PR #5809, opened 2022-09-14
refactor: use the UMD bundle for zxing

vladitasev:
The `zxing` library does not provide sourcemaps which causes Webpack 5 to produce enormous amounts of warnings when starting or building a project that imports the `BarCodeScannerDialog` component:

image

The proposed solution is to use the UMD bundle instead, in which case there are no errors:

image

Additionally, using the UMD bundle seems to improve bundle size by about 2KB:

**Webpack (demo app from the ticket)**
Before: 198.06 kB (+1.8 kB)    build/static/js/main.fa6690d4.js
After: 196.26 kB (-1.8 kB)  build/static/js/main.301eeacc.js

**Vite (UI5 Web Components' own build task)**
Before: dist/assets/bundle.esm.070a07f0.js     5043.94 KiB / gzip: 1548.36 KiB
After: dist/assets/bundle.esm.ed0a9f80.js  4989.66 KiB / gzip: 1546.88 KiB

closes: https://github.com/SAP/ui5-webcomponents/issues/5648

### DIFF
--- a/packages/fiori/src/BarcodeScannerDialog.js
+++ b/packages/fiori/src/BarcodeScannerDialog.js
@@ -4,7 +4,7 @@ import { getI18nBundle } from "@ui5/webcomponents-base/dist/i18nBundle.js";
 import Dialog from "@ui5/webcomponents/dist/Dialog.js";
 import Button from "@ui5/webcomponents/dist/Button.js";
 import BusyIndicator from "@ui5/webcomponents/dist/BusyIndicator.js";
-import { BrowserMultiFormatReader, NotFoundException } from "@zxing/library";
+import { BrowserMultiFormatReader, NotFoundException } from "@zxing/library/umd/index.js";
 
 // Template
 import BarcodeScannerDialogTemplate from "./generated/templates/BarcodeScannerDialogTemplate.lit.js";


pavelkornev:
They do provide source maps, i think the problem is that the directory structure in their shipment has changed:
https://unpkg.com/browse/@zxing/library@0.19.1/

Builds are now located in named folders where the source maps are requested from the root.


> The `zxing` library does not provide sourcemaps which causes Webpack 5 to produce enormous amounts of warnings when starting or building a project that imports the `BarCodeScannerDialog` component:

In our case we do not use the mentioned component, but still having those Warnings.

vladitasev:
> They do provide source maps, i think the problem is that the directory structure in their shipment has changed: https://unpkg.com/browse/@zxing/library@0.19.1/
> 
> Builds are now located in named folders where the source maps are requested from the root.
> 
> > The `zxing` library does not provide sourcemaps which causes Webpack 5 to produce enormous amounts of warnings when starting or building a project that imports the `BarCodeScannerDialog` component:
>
• • • • •
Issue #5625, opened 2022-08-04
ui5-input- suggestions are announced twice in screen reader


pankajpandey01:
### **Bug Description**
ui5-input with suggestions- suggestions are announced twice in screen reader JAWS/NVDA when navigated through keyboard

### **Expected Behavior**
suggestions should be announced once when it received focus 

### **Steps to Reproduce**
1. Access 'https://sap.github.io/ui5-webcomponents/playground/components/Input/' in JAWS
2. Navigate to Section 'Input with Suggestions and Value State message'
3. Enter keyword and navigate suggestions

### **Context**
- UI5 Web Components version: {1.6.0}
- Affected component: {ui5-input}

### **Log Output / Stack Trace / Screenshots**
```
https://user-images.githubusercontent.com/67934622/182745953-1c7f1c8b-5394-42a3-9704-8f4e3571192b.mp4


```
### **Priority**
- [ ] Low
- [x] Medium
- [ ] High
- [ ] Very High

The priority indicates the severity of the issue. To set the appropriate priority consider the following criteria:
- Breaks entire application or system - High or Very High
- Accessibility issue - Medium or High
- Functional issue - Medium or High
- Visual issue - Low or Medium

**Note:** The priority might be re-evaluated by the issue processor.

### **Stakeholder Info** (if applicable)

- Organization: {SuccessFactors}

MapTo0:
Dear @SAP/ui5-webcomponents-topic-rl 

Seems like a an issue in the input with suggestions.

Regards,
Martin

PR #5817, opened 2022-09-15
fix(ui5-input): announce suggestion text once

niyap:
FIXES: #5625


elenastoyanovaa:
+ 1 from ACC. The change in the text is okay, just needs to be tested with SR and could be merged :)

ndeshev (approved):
• • • • •
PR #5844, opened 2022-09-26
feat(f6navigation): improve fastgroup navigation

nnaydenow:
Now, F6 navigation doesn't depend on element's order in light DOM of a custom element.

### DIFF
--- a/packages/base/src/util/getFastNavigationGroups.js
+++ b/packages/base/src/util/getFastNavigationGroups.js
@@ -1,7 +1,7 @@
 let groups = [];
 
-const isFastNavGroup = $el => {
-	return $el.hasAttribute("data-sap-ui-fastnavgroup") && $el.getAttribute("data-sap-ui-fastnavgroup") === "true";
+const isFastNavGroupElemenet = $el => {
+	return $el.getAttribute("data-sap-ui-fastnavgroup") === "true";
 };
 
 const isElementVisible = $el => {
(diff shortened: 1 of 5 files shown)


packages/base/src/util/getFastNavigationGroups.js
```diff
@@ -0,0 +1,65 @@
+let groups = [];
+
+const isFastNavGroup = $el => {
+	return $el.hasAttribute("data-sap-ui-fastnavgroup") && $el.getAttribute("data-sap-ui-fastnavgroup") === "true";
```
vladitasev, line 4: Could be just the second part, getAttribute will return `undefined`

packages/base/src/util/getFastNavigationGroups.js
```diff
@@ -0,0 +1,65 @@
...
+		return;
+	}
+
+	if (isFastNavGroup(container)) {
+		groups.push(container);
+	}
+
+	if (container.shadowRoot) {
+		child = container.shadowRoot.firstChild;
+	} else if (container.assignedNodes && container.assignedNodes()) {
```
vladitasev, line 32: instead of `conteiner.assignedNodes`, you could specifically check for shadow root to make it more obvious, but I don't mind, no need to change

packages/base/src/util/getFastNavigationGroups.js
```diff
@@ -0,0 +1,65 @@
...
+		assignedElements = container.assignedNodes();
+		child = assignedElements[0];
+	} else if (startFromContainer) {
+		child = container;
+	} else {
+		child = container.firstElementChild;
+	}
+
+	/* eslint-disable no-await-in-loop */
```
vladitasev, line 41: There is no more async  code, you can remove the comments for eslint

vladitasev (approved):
• • • • •
Please output the lines of the listing above that fall in the stretch from the one with "Before: 198.06 kB" through the one with "gzip: 1546.88 KiB", exactly and only those.

Before: 198.06 kB (+1.8 kB)    build/static/js/main.fa6690d4.js
After: 196.26 kB (-1.8 kB)  build/static/js/main.301eeacc.js

**Vite (UI5 Web Components' own build task)**
Before: dist/assets/bundle.esm.070a07f0.js     5043.94 KiB / gzip: 1548.36 KiB
After: dist/assets/bundle.esm.ed0a9f80.js  4989.66 KiB / gzip: 1546.88 KiB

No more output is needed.